5) In the past 12 months, have you started or stopped any routines or habits to change your life?
In the last 3 months (During the COVID-19 Pandemic) there have been a lot of changes to routines most for the worse but that’s unavoidable.
I have needed to work on multiple businesses more and that’s a challenge I’ve never tackled well before until now. Ive had to learn to separate and focus in chunks of time.
Probably the best routine that changed my life was intermittent fasting. I fast from around 6pm until 11.30am this greatly helped my productivity at work and in the gym and stopped the afternoon slump I used to sometimes get.
6) Do you have any favourite books, podcasts or newsletters that you’d like to recommend?
Many!
Books, the ones that spring to mind that I got a lot from include:
- Tools of Titans – Tim Ferris
- High Performance Habits – Brendan Buchard
- Never Split the Difference – Chris Voss
- ReWork – Jason Fried, David Heinemeier Hansson
- 7 Habits of Highly Effective People – Stephen Covey
- 12 Rules for Life – Jordan Peterson
- A Random Walk Down Wall Street – Burton Gordon
- Money Master The Game – Tony Robbins
- Sapiens, and Homo Deus – Yuval Noah Harari
I don’t really listen to many podcasts but when I do get in the car for a longer trip I always got straight to ‘How I Built this’ Guy Raz
7) Are there any products, gadgets or apps that you can’t live without?
- Spotify + Sonos – I love music and can’t live without it, I have it on via both of those for most of my waking life.
- My Apple Air Pods – I cant talk on the phone without headphones.
- For my routine Cold Drip Coffee with MCT oil in the morning.
- For work Asana and Slack!
- For health My Electric Toothbrush and Water Pick!

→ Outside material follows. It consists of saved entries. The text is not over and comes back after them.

PR #386, opened 2020-07-02
fix: Type safety for string index

henryiii:
This fixes a type safety issue where types could be mismatched; for example ints could be used in locators for StrCategory, when really only strings make sense.

Simplify testing a bit with a parametrized fixture (see [nice article here](https://levelup.gitconnected.com/advanced-pytest-techniques-i-learned-while-contributing-to-pandas-7ba1465b65eb)). This could probably be used elsewhere. Also improves testing output with IDs for growth.

### DIFF
--- a/src/boost_histogram/_internal/axis.py
+++ b/src/boost_histogram/_internal/axis.py
@@ -13,6 +13,20 @@ import copy
 del absolute_import, division, print_function
 
 
+def _isstr(value):
+    """
+    Check to see if this is a stringlike or a (nested) iterable of stringlikes
+    """
+    str_types = (type(""), type(""))
+
+    if isinstance(value, str_types):
+        return True
+    elif hasattr(value, "__iter__"):
+        return all(_isstr(v) for v in value)
+    else:
+        return isinstance(value, str_types)
+
+
 # Contains common methods and properties to all axes
 @set_module("boost_histogram.axis")
 class Axis(object):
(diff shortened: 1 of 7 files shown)


HDembinski:
I would prefer if you added this kind of convenience to hist. I don't like that this is breaking the general rule for using axis values in getitem. We can always backport features that proved themselves in hist into boost-histogram.

HDembinski:
The feature is definitely useful, but I would like boost-histogram to be less convenient (for now) and instead more rule-based without exceptions.

henryiii:
That's perfectly fine, it was originally targeting Hist but thought it was fairly straightforward shortcut. I'll drop the shortcut from this PR, but will keep the fixes and improvements. It will show up in Hist soon (along with the complex shortcut for numerical axes, of course - together they allow all axes to be indexed directly without extra imports) - @LovelyBuggies is working on shortcuts now.

src/boost_histogram/_internal/axis.py
```diff
@@ -13,6 +13,20 @@
 del absolute_import, division, print_function
 
 
+def _isstr(value):
+    """
+    Check to see if this is a stringlike or a (nested) iterable of stringlikes
+    """
+    str_types = (type(""), type(""))
```
henryiii, line 20: Something is stripping the `u`'s from these...

henryiii: Doesn't seem to be Black or anything else in pre-commit...

PR #415, opened 2020-07-14
fix: nicer error message for indexing failures

henryiii:
Slightly more helpful if you mix up indices; this way you know a bit more about the str/int that was failing.


henryiii:
@HDembinski, just adding a few error messages, so going to merge - let me know if you have any concerns if I merge something small that you don't like, and I'll revert!

HDembinski:
I like helpful error messages, please go ahead. 👍

Issue #416, opened 2020-07-14
Division issues


henryiii:
From @HDembinski . Replacing

```python
h.view()[:] /= h.axes[0].widths * h.sum()
```

with

```python
h /= h.axes[0].widths * h.sum()
```

does not produce an error, but a weird looking wrong result.

And it says

```python
h[:] /= h.axes[0].widths * h.sum()
```

is not implemented yet.

PR #417, opened 2020-07-14
feat: fix operators on arrays, adds support for it

henryiii:
This refactors operator handling, allowing operations with an array to work #416, and unifies some of the operator handling. Histogram *op* Histogram is handled by BH, all others are handled by the view.

### DIFF
--- a/include/bh_python/register_histogram.hpp
+++ b/include/bh_python/register_histogram.hpp
@@ -87,18 +87,6 @@ auto register_histogram(py::module& m, const char* name, const char* desc) {
 
         ;
 
-    def_optionally(hist,
-                   bh::detail::has_operator_radd<histogram_t, double>{},
-                   py::self += double());
-
-    // Atomics for example do not support these operations
-    def_optionally(hist,
-                   bh::detail::has_operator_rmul<histogram_t, double>{},
-                   py::self *= double());
-    def_optionally(hist,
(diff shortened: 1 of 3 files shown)


HDembinski:
For the record, this is also a bug fix, an operation `h /= array` didn't fail and didn't produce the right answer. @henryiii I didn't understand why the variable axis had anything to do with this. Why does division work for Regular but not for Variable?

HDembinski:
I think this should be labeled as "bug-fix and feat" in the title.

henryiii:
> Why does division work for Regular but not for Variable?

Sorry, I didn't explain that, that that's really the point of the PR. 😊 

The problem is not the axes type, but what you are dividing by. `array` was `h.axes.widths`, which has a special property when the axis is Regular - they are all identical values. The problem was this was passing the array to the underlying implementation, and in the process, it took just the first value from that array, then applied it to the histogram. So `h[:] /= h.axes[0].widths * h.sum()` was really doing `h[:] /= h.axes[0].widths[0] * h.sum()` - which happens to be valid for Regular, but is not remotely valid for Variable.

I think you have to pick fix or feat. feat corresponds to a the middle number of a semantic version, and fix corresponds to the final number. This adds a feature, so I was thinking feat was correct. I'll add fix in the non-conventionalcommits part, though, since it is also a fix.

PR #420, opened 2020-07-15
refactor: use custom boolean, faster compile, simpler fill

henryiii:
Suggested by @HDembinski. This should restore the compile times, make it easier to compile `register_histograms.cpp` in under 10 minutes on simulated ARM reliably, and still keeps part of the performance boost by not having state in the axis type.

### DIFF
--- a/tests/test_histogram.py
+++ b/tests/test_histogram.py
@@ -667,6 +667,14 @@ def test_pickle_1():
     assert a == b
 
 
+def test_fill_bool_not_bool():
+    a = bh.Histogram(bh.axis.Boolean())
+
+    a.fill([0, 1, 1, 7, -3])
+
+    assert_array_equal(a.view(), [1, 2])
+
+
 def test_pick_bool():
     a = bh.Histogram(bh.axis.Boolean(), bh.axis.Boolean(metadata={"one": 1}))
 
--- a/tests/test_histogram.py
+++ b/tests/test_histogram.py
@@ -672,7 +672,7 @@ def test_fill_bool_not_bool():
 
     a.fill([0, 1, 1, 7, -3])
 
-    assert_array_equal(a.view(), [1, 2])
+    assert_array_equal(a.view(), [1, 4])
 
 
 def test_pick_bool():
--- a/include/bh_python/axis.hpp
+++ b/include/bh_python/axis.hpp
@@ -112,13 +112,16 @@ class boolean : public bh::axis::integer<int, metadata_t, option::none_t> {
   public:
     explicit boolean(metadata_t meta = {})
         : integer(0, 2, std::move(meta)) {}
+    explicit boolean(const boolean& src,
+                     bh::axis::index_type begin,
+                     bh::axis::index_type end,
+                     unsigned merge)
+        : integer(src, begin, end, merge) {}
     boolean(const boolean& other)
         : integer(other) {}
     bh::axis::index_type index(int x) const noexcept {
-        return static_cast<bh::axis::index_type>(x != 0);
+        return integer::index(x == 0 ? 0 : 1);
     }
-    int value(bh::axis::index_type i) const noexcept { return static_cast<int>(i); }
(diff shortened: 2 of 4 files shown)


tests/test_histogram.py
```diff
@@ -667,6 +667,14 @@ def test_pickle_1():
     assert a == b
 
 
+def test_fill_bool_not_bool():
+    a = bh.Histogram(bh.axis.Boolean())
+
+    a.fill([0, 1, 1, 7, -3])
+
+    assert_array_equal(a.view(), [1, 2])
```
henryiii, line 675: @HDembinski Actually, what should this do for non-zero values? Should this follow Boolean logic, and non-zero is True, or should we make it just like `Integer(0, 2)`, as done here? I'm leaning toward the former, as it's consistent with other booleans. So the result here would be `[1, 4]` if I made that change. I didn't have this test on the other axes, but I expect it would have produced [1, 4] or would have failed with a type error.

henryiii: I just checked the current develop, this test produces `[1, 4]`. So will change this PR to match. That means there was (and still will be) an advantage to using `Boolean` over `Integer(0,2, flow...)`

henryiii:
5m 39s to 5m 11s for the wheel build on Ubuntu. (On CI, so rather variable in timing, but hopefully okay for a rough idea).

HDembinski:
The savings are not as dramatic as your initial post suggested. I would have been surprised if they were. Why don't you implement this in pure Python?

HDembinski:
Otherwise it looks good. Just a comment: You could have lifted the type restriction in other ways, too, by converting the arrays in the fill method to the value types of the corresponding axes.

henryiii:
We have to have this in C++ because we can take a C++ histogram that is returned from from project, reduce, add, and anywhere else a new histogram is returned and reconstruct the Python object from it. Given that design, we must have a 1:1 mapping between C++ axes and Python axes. Since a `Boolean` is not at all the same as a `Integer(0,2, underflow=False, overflow=False)` (it handles all numbers that are not 0 like they are 1),  it's even more important that Booleans don't cast into Integer. (This is also how subclasses, like Hist and hopefully more, are allowed to subclass Axes - when casting, boost-histogram tries to match the axis to the histogram "family"; if a package provides a new family, `h[...]` can return a new histogram with the subclassed axes, instead of the parent axes).

The alternative would be to teach Python about how types map through all possible operations. And if we ever have operations that change the C++ type (like dropping flow bins), it would be even more challenging to get right. This 1:1 mapping system is simpler, less error-prone, and future-proof.

> Converting arrays

This would be slower than just allowing the integers to be correctly processed by the boolean itself, and might require more memory by creating an extra copy (this takes ints, so we often do 1 copy already).

henryiii:
It would be nice to remove the other workaround for the old boolean axes - the reducible issue. This really can be reduced to only two things, all true or all false. I assume I need to implement the special constructor; will look to see if there's documentation about making a reducible axis

henryiii:
What did my initial post suggest? I think the only thing I said was about ARM compilation. The current version fails 1/3 of the time by timing out at 10 minutes; this is about 30 seconds faster on x86 so should be 1 minute or so on simulated ARM, which would make this compile much more reliably.

henryiii:
I've made this reducible and dropped the workaround.

henryiii:
Nice, we now support reduction on a boolean axes! `h[:1]` or `h[1:]` works properly, and you get a `Boolean(<True>)` or `Boolean(<False>)` in the repr. :) We don't provide a way to construct one, as I think they are _almost_ only for consistency in slicing.

Almost being if you wanted a histogram that only saved values when something was either True or False, and didn't have memory storage for the other, I could see this being useful, I suppose. In 1.0 we will support slices on axes, so `bh.axis.Boolean()[:1]` should be the method to get one of these axis without histogram slicing, I think.

henryiii:
Why is this PR not showing all the changes? That's odd.

PR #422, opened 2020-07-15
refactor: boolean axis with reduce and int fill

henryiii:
PR #420 was not updating, so closing and reopening as new PR.


henryiii:
@HDembinski can you take a quick look at this reworked version, especially the C++ code? Centers was not working before, and now I've added reductions so that the old workarounds in Python can be dropped. I think this is good now. We can't add inclusive, since a sliced axis is not inclusive. But we still avoid extra copies or modifications to the source array, so it should be more efficient than manipulating the fill arrays in pure Python.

8) If you could read an interview about work-life balance by anyone, who would that be?
Tim Ferris, I remember reading The 4 Hour Workweek in my last job which was my springboard into self employment. It must have had a big impact. The entire book is kind of about work life balance. It’s old now but he’s interviewed so many legendary people over the years he’d have a tonne of insights.
Or Elon Musk, how one guy can run multiple highly complex, highly successful world class enterprises at the same time is utterly mind blowing.
9) Do you have any last thoughts on work, life or balance that you’d like to share with our readers?
Don’t waste your life working in a job you hate, it’s not a dress rehearsal.
Always take time to sharpen the saw be that through exercise, mental health activity such as mindfulness or meditation and continued self leaning. Your working hours will be so much more productive as a result and the time invested pays itself back ten fold.